PR #1803, opened 2026-07-14
BINIUS-217: deferred-fold fused execute in the sumcheck MleStore

benji-potamus:
Step 2 of [BINIUS-202](https://linear.app/jimpo/issue/BINIUS-202/rearchitect-sumcheck-proving-for-shared-multilinears) (Option A): flips the sumcheck `MleStore` from **eager** to **deferred** column folding, fusing the fold into the next round's read pass — behind the unchanged `SumcheckProver` trait, invisible to adapters and the verifier.

Resolves [BINIUS-217](https://linear.app/jimpo/issue/BINIUS-217/deferred-fold-fused-execute-in-the-sumcheck-mlestore).

## What changed

- `MleStore::fold(r)` no longer touches column data: it records the challenge in a new `pending_fold` field and advances the logical variable count (and the small eq trackers). The physical buffers stay put.
- `MleStore::fused_execute` folds each column's four segments in place — writing the folded low/high halves back — and immediately feeds those still-cache-hot halves to the round evaluators, doing the fold and the accumulation read in **one memory pass** (~1.5× the column length of traffic instead of a plain read's 1× plus a separate fold's ~1.5×). Safe Rust: `split_at_mut` carves each column's front half into the low/high write regions, then rayon owns disjoint per-chunk sub-slices (a small `ChunkTask` transpose).
- `RoundEvaluator::execute` takes the fused path when a fold is pending, chunks are whole-packed, and no column is borrowed; it falls back to the eager path (`apply_pending_fold` + plain read) for the first round, sub-packing-width tiny rounds, and the test-only borrowed columns whose first fold is out of place. `finish` applies the last pending fold before emitting evals.

Fusing only reorders the associative GF(2ᵏ) additions, so every path produces **byte-identical** round polynomials, challenges, and emitted evals.

## Correctness

The BINIUS-216 differential equivalence tests pass byte-identical (round polys, challenges, evals). Full `binius-ip-prover` suite (59 lib tests) + `binius-iop-prover` + logup/fracaddcheck production tests pass, under both the default single-threaded shim and `--features rayon` (real parallel fused pass). Clippy (`--all --tests --benches --examples -D warnings`) and nightly fmt clean.

## Performance

Measured branch vs. baseline `main`, `--release` with `RUSTFLAGS="-C target-cpu=native"`, `--features rayon`:

| Benchmark | n_vars=12 | n_vars=16 | n_vars=20 |
|---|---|---|---|
| `fracaddcheck/prove` | 2.30× | 1.72× | 1.22× |
| `bivariate_product` shared-sumcheck store micro-bench | 6.4× | 1.75× | 1.10× |

Large sizes converge toward the steady-state memory-traffic ratio (2.5·len → 1.5·len ≈ 1.67×, diluted by evaluator arithmetic and dedup across sharers); small sizes win extra from one fused parallel dispatch per round instead of two.

## Note: eq-tracker folding stays eager

The issue framed `fold(r)` as strictly O(1). The **column** (big-data) fold is deferred and fused as specified; the **eq trackers** still fold eagerly inside `fold()`, since they're small relative to the columns and are read by evaluators before the columns are folded. So `fold()` is O(eq-expansion-size), not literally O(1). Happy to fuse the eq fold too if you'd prefer strict O(1) — it's a small follow-up.

### DIFF
--- a/crates/ip-prover/src/sumcheck/mle_store.rs
+++ b/crates/ip-prover/src/sumcheck/mle_store.rs
@@ -15,9 +15,15 @@
 //! registered tracker advances exactly once per [`MleStore::fold`] call, no matter how many
 //! evaluators reference it.
 //!
-//! Folding is eager: [`MleStore::fold`] advances every column immediately, and the round pass
-//! over the columns is a plain read. A deferred-fold variant that fuses the fold into the next
-//! round's read pass can replace the internals without changing this interface.
+//! Folding of the columns is *deferred*: [`MleStore::fold`] records the challenge — advancing the
+//! logical variable count and the (small) eq trackers — but leaves the column data untouched, so
+//! it is O(1) in the columns. The next round's pass then folds the columns while it reads them:
+//! [`MleStore::fused_execute`] applies the pending fold to each chunk in place and feeds the folded
+//! halves straight to the evaluators, fusing fold and read into one memory pass (~1.5x the column
+//! length of memory traffic instead of a plain read plus a separate fold's ~2.5x). The eager
+//! [`MleStore::apply_pending_fold`] serves the first round, the last fold before
+//! [`MleStore::final_evals`], and rounds too small to chunk. Fusing only reorders the associative
+//! field additions, so all paths produce identical round polynomials and evaluations.
 
 use binius_field::{Field, PackedField};
 use binius_math::{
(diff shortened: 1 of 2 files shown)


benji-potamus:
Pushed a follow-up (`2edbd90`) addressing the initial CI failure and conforming to the design plan on the Linear issue:

- **Fix `rust-doc` CI** — the public `fused_execute` doc linked the private `Column::Borrowed` variant, which `rustdoc -D warnings` rejects; reworded to a plain reference.
- **`column_slices` is now private** (plan §5) — with a fold pending it would misreport the live region; its only callers are internal (`final_evals`, `execute_context`).
- **Tests (plan §6)** — added an `n_vars = 14` case to the lockstep differential test, and a store-level differential test `test_fused_fold_matches_eager_reference` that folds all three column variants (Borrowed × Owned × SplitHalf) against an independent eager reference built from the `binius-math` fold primitive, asserting column data after every round, the fold-then-finish edge, and `final_evals`. This directly exercises the multi-chunk parallel fused pass.

All green locally: full `binius-ip-prover` lib suite (60 tests) under both the default shim and `--features rayon`, plus clippy, nightly fmt, and `cargo doc -D warnings`.

jimpo:
superceded by https://github.com/binius-zk/binius64/pull/1828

● ● ● ● ● ● ●

ASSIGNMENT: Return only the part of the records above that opens with the line containing "and the verifier." and closes with the line containing "## Correctness", ends included.

RESULT:
Step 2 of [BINIUS-202](https://linear.app/jimpo/issue/BINIUS-202/rearchitect-sumcheck-proving-for-shared-multilinears) (Option A): flips the sumcheck `MleStore` from **eager** to **deferred** column folding, fusing the fold into the next round's read pass — behind the unchanged `SumcheckProver` trait, invisible to adapters and the verifier.

Resolves [BINIUS-217](https://linear.app/jimpo/issue/BINIUS-217/deferred-fold-fused-execute-in-the-sumcheck-mlestore).

## What changed

- `MleStore::fold(r)` no longer touches column data: it records the challenge in a new `pending_fold` field and advances the logical variable count (and the small eq trackers). The physical buffers stay put.
- `MleStore::fused_execute` folds each column's four segments in place — writing the folded low/high halves back — and immediately feeds those still-cache-hot halves to the round evaluators, doing the fold and the accumulation read in **one memory pass** (~1.5× the column length of traffic instead of a plain read's 1× plus a separate fold's ~1.5×). Safe Rust: `split_at_mut` carves each column's front half into the low/high write regions, then rayon owns disjoint per-chunk sub-slices (a small `ChunkTask` transpose).
- `RoundEvaluator::execute` takes the fused path when a fold is pending, chunks are whole-packed, and no column is borrowed; it falls back to the eager path (`apply_pending_fold` + plain read) for the first round, sub-packing-width tiny rounds, and the test-only borrowed columns whose first fold is out of place. `finish` applies the last pending fold before emitting evals.

Fusing only reorders the associative GF(2ᵏ) additions, so every path produces **byte-identical** round polynomials, challenges, and emitted evals.

## Correctness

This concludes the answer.